Digging a little further, it looks like I can get my javadoc comments into the wadl using the extended-wadl as described here:
  
http://wikis.sun.com/display/Jersey/HowToConfigureExtendedWADL
With that and an XSLT stylesheet, I should be able to get what I am looking for.
I'll check back if that turns out not to be the case.
Thanks.
--Tim
On Jan 13, 2011, at 1:51 PM, Tim McNerney wrote:
> Unless I'm misunderstanding what you are talking about, this method doesn't give you any ability to document the calls and parameters. The trick as I see it is being able to pull the content of the javadoc to so that you have actual enduser documentation instead of just a canonical list of API calls with their parameters. Not that this isn't helpful, but would still be only a starting point for an enduser. So basically, one way of getting what I'm looking for would be "javaodc + wadl + xsl => html".
> 
> I suppose if the Jersey WADL generation code could inline the javadoc comments for the classes and parameters, you could get there with XSLT postprocessing.
> 
> --Tim
> 
> On Jan 13, 2011, at 1:17 PM, Christopher Piggott wrote:
> 
>> I generally use the WADLs for this, and what I did was to tie in a
>> copy of the stylesheet that you can find here (and elsewhere):
>> 
>> http://lists.w3.org/Archives/Public/public-web-http-desc/2010Jan/0001.html
>> 
>> I also wrote one custom wadl generator that spits out the wadl in the
>> DokuShare wiki markup format.  I access http://server/wadl/doku  and
>> it just comes out in a format I can cut/paste.
>> 
>> The only problem is that my objects are annotated beans that did NOT
>> get generated by jxc.  I don't have a schema.  So my WADL doesn't
>> properly document all the return types.
>> 
>> If you have a good extended wadl, though, the xsl way isn't bad.  The
>> xsl itself is pretty complicated, though.
>> 
>> Hope that helps.
>> 
>> --Chris
>> 
>> 
>> On Thu, Jan 13, 2011 at 11:54 AM, Tim McNerney <mumbly_at_gmail.com> wrote:
>>> I've been rolling my own API documentation on a wiki for an app, but realized that most (though not all) of the info that I wanted in that document already existed in the application WADL combined with the javadoc. So I was wondering if anyone had put together a javadoc like system that would generate an API Doc for JAX-RS services? It seems like something which would already exist.
>>> 
>>> So if you had a class that looked like:
>>> 
>>> @Path("/containers")
>>> @Produces("application/xml")
>>> public class ContainersResource {
>>> 
>>>   /**
>>>    * Get a container identified by name.
>>>    *
>>>    * @param container name of the container
>>>    * @return instance of the container if it exists
>>>    */
>>>   @Path("{containername}")
>>>   public Container getContainer(@PathParam("containername") String container) {
>>>       return containerService.findByName(container);
>>>   }
>>> 
>>>   /**
>>>    * Return a list of containers matching the given status.
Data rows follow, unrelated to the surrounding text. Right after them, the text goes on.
PR #1907, opened 2025-12-06
Do not use settings table for max images bytes (Cleanup both MAX_IMAGE_BYTES and MBIN_MAX_IMAGE_BYTES from table)

melroy89:
Since we now have introduced `MBIN_MAX_IMAGE_BYTES` (with the correct prefix), we can now clean-up the old `MAX_IMAGE_BYTES` setting name from the table. Since that value is not used anymore in the code.

**Later** I found a bug that already exists for years actually, but new max image byte value are not taken into account when setting this value in the `.env`. And because we do not have any admin panel to change the max image bytes, it was impossible to change the default after it was set (just once).

1. Remove the MBIN_MAX_IMAGE_BYTES option from the Settings DTO
2. Introduce a simple getting: `getMaxImageBytes()`
3. Only use the value from `.env` (which also already has a fallback value set): https://github.com/MbinOrg/mbin/blob/b7fb7aee4f09d4f402591acc81bd22fb15c2884c/config/services.yaml#L110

Return no more than max entries with an offset of
>>>    * start using the standard sorting.
>>>    *
>>>    * @param status empty, full, unknown
>>>    * @param start offset into the list
>>>    * @param max max number of containers returned
>>>    * @return a container list
>>>    */
>>>   @GET
>>>   public Containers getContainers(@QueryParam("status") @DefaultValue("empty") String status,
>>>                                   @QueryParam("start") @DefaultValue("0") int start,
>>>                                   @QueryParam("max") @DefaultValue("10") int max) {
>>>       return containerService.findByStatus(start, max, status);
>>>   }
>>> }
>>> 
>>> You might generate:
>>> 
>>> + /baskets
>>> - /containers
>>>         DESCRIPTION: Return a list of containers matching the given status. Return no more than max entries with an offset of start using the standard sorting.
>>>         RETURNS: [application/xml] a container list
>>>         PARAMS:
>>>             * status - [String/"empty"] - empty, full, unknown
>>>             * start - [int/0] - offset into the list
>>>             * max - [int/10] - max number of containers returned
>>>   - /<containername>
>>>         DESCRIPTION: Get a container identified by name.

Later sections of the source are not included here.